**What needs to be done**
Count the lines below that contain the word "means", and state only that number.

**Working data**

PR #202, opened 2021-02-01
Igal/mgmt 3859

tsorya:


src/assisted_installer_controller/assisted_installer_controller.go
```diff
@@ -756,3 +757,30 @@ func (c *controller) UploadLogs(ctx context.Context, cancellog context.CancelFun
...
+			return false
+		}
+
+		_, err = c.kc.ListNodes()
+		if err != nil {
+			c.log.WithError(err).Warningf("Failed to connect to ocp cluster")
+			return false
+		}
+
+		c.log.Infof("I am ready, spawning event")
```
romfreiman, line 776: can it be more descriptive message? Think about customer/support. What does it mean ready?

src/assisted_installer_controller/assisted_installer_controller.go
```diff
@@ -756,3 +757,30 @@ func (c *controller) UploadLogs(ctx context.Context, cancellog context.CancelFun
...
+		if _, err := c.kc.CreateEvent(c.Namespace, common.AssistedControllerIsReadyEvent,
+			"Assisted controller is ready", common.AssistedControllerPrefix); err != nil && !apierrors.IsAlreadyExists(err) {
```
romfreiman, line 778: ready - ? connected to the assisted-service?

src/installer/installer.go
```diff
@@ -466,37 +462,38 @@ func (i *installer) waitForController() error {
...
-				if retryCounterUploadControllerLogs > 0 {
-					retryCounterUploadControllerLogs--
-					controllerPod = nil
+	tickerUploadLogs := time.NewTicker(5 * time.Minute)
+	tickerWaitForController := time.NewTicker(waitForControllerPodInterval)
+	// Keep trying until we're time out or get true
+	for {
+		select {
+		case <-tickerWaitForController.C:
+			i.logControllerEvents(kc, events)
```
romfreiman, line 473: why does it called logControllerEvents? Doesnt it listen to events?
Cannot u just register to events rather than polling?

src/assisted_installer_controller/assisted_installer_controller.go
eranco74: It means it can talk to assisted-service and kube-apiserver

src/assisted_installer_controller/assisted_installer_controller.go
eranco74, line 776:
```suggestion
		_, err := c.ic.GetCluster(context.TODO())
		if err != nil {
			c.log.WithError(err).Warningf("Failed to connect to assisted service")
			return false
		}
		c.log.Infof("assisted-service is avilable")

		_, err = c.kc.ListNodes()
		if err != nil {
			c.log.WithError(err).Warningf("Failed to connect to ocp cluster")
			return false
		}

		c.log.Infof("kube-apiserver is avilable")
		c.log.Infof("Sending ready event")
```

src/common/common.go
```diff
@@ -16,7 +16,11 @@ import (
 	v1 "k8s.io/api/core/v1"
 )
 
-const ControllerLogsSecondsAgo = 60 * 60
+const (
+	ControllerLogsSecondsAgo       = 60 * 60
```
eranco74, line 20: I see you didn't add it in this PR, yet what is this const? can it get a better name?

src/installer/installer.go
```diff
@@ -453,7 +449,7 @@ func (i *installer) waitForBootkube(ctx context.Context) {
 }
 
 func (i *installer) waitForController() error {
-	i.log.Infof("Waiting for controller pod to start running")
+	i.log.Infof("Waiting for controller pod to be ready")
```
eranco74, line 452:
```suggestion
	i.log.Infof("Waiting for controller to be ready")
```

src/installer/installer.go
eranco74: Agree. you should use a watcher here.

src/installer/installer.go
```diff
@@ -466,37 +462,38 @@ func (i *installer) waitForController() error {
...
-			if err != nil {
-				if retryCounterUploadControllerLogs > 0 {
-					retryCounterUploadControllerLogs--
-					controllerPod = nil
+	tickerUploadLogs := time.NewTicker(5 * time.Minute)
+	tickerWaitForController := time.NewTicker(waitForControllerPodInterval)
+	// Keep trying until we're time out or get true
+	for {
+		select {
+		case <-tickerWaitForController.C:
```
eranco74, line 472: You should use a watcher/informer here instead of the ticker.
https://pkg.go.dev/k8s.io/client-go/informers#SharedInformerFactory

src/assisted_installer_controller/assisted_installer_controller.go
tsorya: Ready is the same as in any service, it means that i am ok and ready to run.

src/common/common.go
tsorya: Have a better name? will be glad to change. It says bring controller logs since hour ago. Not sure what is the best name for it

tsorya: we can though drop it and just bring all logs

src/installer/installer.go
tsorya: as we talked in this case there is no reason to implement informer logic, this code in 99% will run only once

src/installer/installer.go
tsorya: we are logging all new events that were added since we want to understand what is going on. As i said in message above, this code will 99% run once, i don't think there is any need to create listener on code that will run for maximum 5 minutes and better to have polling. When this code is running mainly all events will be set already.

tsorya: In any case we will need to poll even if we add listener so for such case it is not worth it, it will only complicate it

src/assisted_installer_controller/assisted_installer_controller.go
romfreiman: I know. Will anyone else know what it means? Lets add it to the message?

src/common/common.go
tsorya: next time

src/assisted_installer_controller/assisted_installer_controller.go
tsorya: sure

eranco74 (commented):
/lgtm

**Exercise result**
3